Datant de mars 2023, le document ne dit pas si les Russes ont continué à mettre Tobol au travail contre les communications ukrainiennes après les tests initiaux, ce qui pourrait très largement compliquer la tâche des armées de Kiev et de leur commandement à quelques encablures d'une attaque très attendue.
Des dysfonctionnements ont plusieurs fois et dans divers endroits été rapportés par les forces ukrainiennes, notamment lors de leur contre-offensive de l'été et de l'automne dernier. Elon Musk avait alors été accusé de couper le service dans certaines régions ukrainiennes disputées par la Russie, ce qui avait poussé Kiev à chercher d'autres solutions techniques et fournisseurs éventuels, afin de ne pas dépendre que d'un unique réseau.
Mais il est donc possible que ces coupures soient l'œuvre des Russes et de ce système Tobol, le Washington Post notant que d'autres outils de guerre électronique déployés sur le terrain, comme le Borissoglebsk 2, ont également pu jouer un rôle dans ces dysfonctionnements.
Le Pentagone n'a pas souhaité commenter, se bornant à expliquer que «les communications sont un aspect très important des opérations ukrainiennes» et que les États-Unis travaillent dur pour qu'elles ne soient pas interrompues. Porte-parole du ministère ukrainien de la Défense, Kostiantyn Zhura a en revanche expliqué que ses supérieurs étaient conscients des efforts russes en la matière, mais qu'ils mettaient en place «des mesures afin de les neutraliser».
Brouillez-vous!
Selon les analystes, il existerait sept stations liées au système Tobol sur le sol russe, toutes situées à proximité immédiate de lieux dédiés au guidage des satellites du pays.
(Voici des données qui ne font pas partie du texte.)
PR #1386, opened 2024-07-24
[SYNTH-15356] Wrong case with `--override` fails silently

KarimDatadog:
### What and why?

`--override` keys are case sensitive, and a case typo leads to silent failure.

Example image, courtesy of @Drarig29 :
image

So we use Levenshtein distance to predict a corrective suggestion instead of failing silently.

⚠️ **This PR is large since we add `fast-levenshtein` npm package, which changed the yarn.lock significantly** ⚠️ 

### How?

- Use `fast-levenshtein` npm package for Levenshtein algo.
- Create an array of all possible `--override` keys to apply Levenshtein algo comparing user input to each key.
- If no valid key is found, calculate Levenshtein distance : distance > 5 ? Invalid key error with no suggestion, otherwise suggest a correction.

### Review checklist

### DIFF
--- a/src/commands/synthetics/__tests__/utils/internal.test.ts
+++ b/src/commands/synthetics/__tests__/utils/internal.test.ts
@@ -216,6 +216,28 @@ describe('utils', () => {
         const overrides = ['defaultStepTimeout=notANumber']
         expect(() => validateAndParseOverrides(overrides)).toThrow('Invalid number value: notANumber')
       })
+
+      it('should suggest correction for invalid case of valid keys', () => {
+        let overrides = ['startURL=blah']
+        expect(() => validateAndParseOverrides(overrides)).toThrow('Invalid key: startURL. Did you mean: startUrl?')
+
+        // resourceUrlSubstitutionRegexe is missing the plural "s"
+        overrides = ['resourceUrlSubstitutionRegexe=blah']
+        expect(() => validateAndParseOverrides(overrides)).toThrow(
+          'Invalid key: resourceUrlSubstitutionRegexe. Did you mean: resourceUrlSubstitutionRegexes?'
+        )
+
+        overrides = ['startUrlSubstitution=blah']
+        expect(() => validateAndParseOverrides(overrides)).toThrow(
+          'Invalid key: startUrlSubstitution. Did you mean: startUrlSubstitutionRegex?'
+        )
+
+        overrides = ['startUrlS=blah']
+        expect(() => validateAndParseOverrides(overrides)).toThrow('Invalid key: startUrlS. Did you mean: startUrl?')
+
+        overrides = ['startUrlSub=blah']
+        expect(() => validateAndParseOverrides(overrides)).toThrow('Invalid key: startUrlSub. Did you mean: startUrl?')
+      })
     })
   })
 })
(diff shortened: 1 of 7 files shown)


src/commands/synthetics/__tests__/utils/internal.test.ts
```diff
@@ -216,6 +216,28 @@ describe('utils', () => {
...
+        expect(() => validateAndParseOverrides(overrides)).toThrow(
+          'Invalid key: startUrlSubstitution. Did you mean: startUrlSubstitutionRegex?'
+        )
+
+        overrides = ['startUrlS=blah']
+        expect(() => validateAndParseOverrides(overrides)).toThrow('Invalid key: startUrlS. Did you mean: startUrl?')
+
+        overrides = ['startUrlSub=blah']
+        expect(() => validateAndParseOverrides(overrides)).toThrow('Invalid key: startUrlSub. Did you mean: startUrl?')
+      })
```
etnbrd, line 240: Could you add some tests of keys that are not extrapolated? I'm curious about the arbitrary value of 5 for the threshold.

src/commands/synthetics/utils/internal.ts
```diff
@@ -140,6 +142,26 @@ type AccumulatorBaseConfigOverride = Omit<
   cookies?: Partial<Exclude<UserConfigOverride['cookies'], string>>
 }
 type AccumulatorBaseConfigOverrideKey = keyof AccumulatorBaseConfigOverride
+const allOverrideKeys = [
```
etnbrd, line 145: Let's make so that this list is required to be updated when we add an override key.
```suggestion
const allOverrideKeys: AccumulatorBaseConfigOverrideKey[] = [
```

I tried to make it throw a compilation type error when we remove an override key as well, but it's getting too complex for this.

etnbrd (approved):
LGTM modulo a couple of small comments.
Thanks for this, I'm sure it'll be very helpful!

AntoineDona (approved):
Nice!

AntoineDona (commented):
Oh actually, I still don't get any error message when running the cli... `datadog-ci` just errors silently... I think it's due to [this part of the code](https://github.com/DataDog/datadog-ci/blob/master/src/commands/synthetics/run-tests-command.ts#L181)...

```
  public async execute() {
    try {
      await this.resolveConfig()
    } catch (error) {
      if (error instanceof CiError) {
        reportCiError(error, this.reporter)
      }

      return 1
    }
```

I guess we should change it?

src/commands/synthetics/__tests__/utils/internal.test.ts
KarimDatadog: The user could end up writing some gibberish, to which I don't think we should suggest anything. 
In my design POV, we should suggest when we are almost sure we can predict the right word.

> Could you add some tests of keys that are not extrapolated?
sure thing!

src/commands/synthetics/run-tests-command.ts
```diff
@@ -171,19 +171,19 @@ export class RunTestsCommand extends Command {
   private config: RunTestsCommandConfig = JSON.parse(JSON.stringify(DEFAULT_COMMAND_CONFIG)) // Deep copy to avoid mutation
 
   public async execute() {
+    const reporters: Reporter[] = [new DefaultReporter(this)]
```
AntoineDona, line 174: @Drarig29 Was there a reason why the reporter was instantiated after this try-catch?

Drarig29: No, this must have been a mistake... thanks for catching it 👍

Trois auraient pu être mises à contribution pour contrer les communications ukrainiennes, l'une dans l'enclave de Kaliningrad, l'autre près de Moscou et la troisième en Crimée occupée.
A priori, et ainsi que le détaille le Washington Post, Tobol (ou Tobol-1, comme il est nommé dans les documents du Pentagone) a été conçu pour brouiller les communications entre un ou des satellites et le ou les receveurs au sol, peut-être en ajoutant un signal parasite à celui en cours de transmission.
«La documentation dont nous disposons parle d'un système défensif, Tobol étant utilisé pour détecter les tentatives de brouillage des satellites russes», précise Brian Weeden, du Secure World Foundation, qui suit de près ce programme vieux d'une dizaine d'année. «Il analyserait ces signaux et interférences, puis diffuserait un contre-signal destiné à contrer ces interférences.» Et si l'on est capable de faire cela, on est probablement capable de le faire de manière offensive contre des satellites ennemis, ajoute-t-il.
Autre spécialiste en la matière, le Belge Bart Hendrickx estime en revanche que la nature même de Starlink –une constellation de petits satellites en orbite basse– complique sans doute ces tâches de détection et de brouillage. Elles ne sont pas impossibles pour autant, et peuvent peser lourd dans la balance finale du conflit.